This is not a post about AI, both because there are too many of those already and because I'm not yet sure of my own feelings on it. But one small thing I have been thinking about is that (1) AI has been slowly but surely climbing the junior to senior engineer ladder; and (2) one of the main pieces of being a senior engineer is better understanding what you ought to be building, as distinct from how to build it.
(Is that just the Innovator's Dilemma's concept of "retreating upmarket", applied to my own utility as a human? Not even sure. I am grateful I do this work for the journey, to satisfy my own curiosity, because that means I am not existentially threatened like a business would be in this situation. As Benny Feldman says: "I cheat at the casino by secretly not having an attachment to material wealth!")
So, Mr. Senior Engineer, what ought we build? What problem are we even solving with emulators, and how do our approaches meet that? I came to a kind of unorthodox solution that I'd like to tell you about!
Emulators and JITs
The simplest CPU emulator is very similar to an interpreter. An input program, after parsing, becomes x86 instructions like:
mov eax, 3
add eax, 4
call ... ; some Windows system API
An interpreting emulator is a big loop that steps through the instructions. It looks like:
loop {
let instr = next_instruction();
match instr {
// e.g. `mov eax, 3`
Mov => { set(argument_1(), argument_2()); }
// e.g. `add eax, 4`
Add => { set(argument_1(), argument_1() + argument_2()); }
...
}
}
Like an interpreter, this approach is slow.

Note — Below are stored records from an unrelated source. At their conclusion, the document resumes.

PR #3504, opened 2023-02-04
Fix `FileBasedMigrations` documentation

DianaNites:
The `run_in_transaction` example for `FileBasedMigrations` has most of its documentation hidden by rustdoc because a single `#` is used to [hide portions of the example](https://doc.rust-lang.org/rustdoc/write-documentation/documentation-tests.html#hiding-portions-of-the-example), while the intent seems to have been toml comments

This PR escapes them by using `##` instead so it renders correctly


JeremyLARDENOIS:
Hello @DianaNites, the file `20160107082941_create_posts/metadata.toml` doesn't appear in the file architecture, could you add it?

DianaNites:
Done

weiznich (approved):

weiznich:
Thanks :+1:

PR #3514, opened 2023-02-15
Fix copy/paste issue in group_by documentation.

AndrolGenhald:
It looks like the `group_by()` documentation was probably copied from `order()`, but this particular phrase was missed when tweaking it to apply to 'group_by' instead of `order()`.


weiznich:
Thanks :+1:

At a high level interpreters are slow because they are doing a bunch of dynamic
work for each instruction. Imagine emulating a program that runs the same add
instruction in a loop; the above emulator loop has all these function calls to
repeatedly ask "what instruction am I running now?" and inspect the arguments,
only to eventually do the same add on each iteration. x86 memory references
are extra painful because they are
very flexible.
Further, on x86 the add instruction not only adds the numbers but also
computes six derived values, including things like the parity flag: whether the
result contains an even number of 1 bits(!). A correct emulator needs to either
compute all of these as well, or perform some sort of side analysis of the code
to decide how to run it efficiently.
There are various fun techniques to improve emulators. But if you want to go fast what you really need is some combination of analyzing the code and generating native machine code from it — a JIT. JITs are famously hard to write! They are effectively optimizing compilers, which means all the complexity of optimization and generating machine code, but also where the runtime of the compilation itself is in the critical performance path. I liked this post's discussion of why JITs are hard which mentions there have been more than 15 attempts at a Python JIT.
Static binary translation
So suppose you want to generate efficient machine code, but you don't want to write a JIT. You know what's really good at analyzing code and generating efficient machine code from it? A compiler!
So here's the main idea. Given code like the above input x86 snippet, we can process it into source code that looks like:
regs.eax = 3;
regs.eax = add(regs.eax, 4);
windows_api(); // some native implementation of the API that was called
We then feed this code back in to an optimizing compiler to get a program native to your current architecture, x86 no longer needed.
In other words, instead of handing an .exe file directly to an emulator that
might JIT code out, we instead have a sort of compiler that statically
translates the .exe (via a second compiler in the middle) directly into a
"native" executable.
(I write native in scare quotes because while the resulting executable is a
native binary, it is a binary that is carrying around a sort of inner virtual
machine representing the x86 state, like the regs struct in the above code.
More on this in a bit.)
I think I came up with this basic idea on my own just by thinking hard about what I was trying to achieve, but it turns out this approach is known as static binary translation and is well studied. It has some nice properties, and also some big problems.
Decompilation
I'll go into those, but first, a minor detour about how I ended up here.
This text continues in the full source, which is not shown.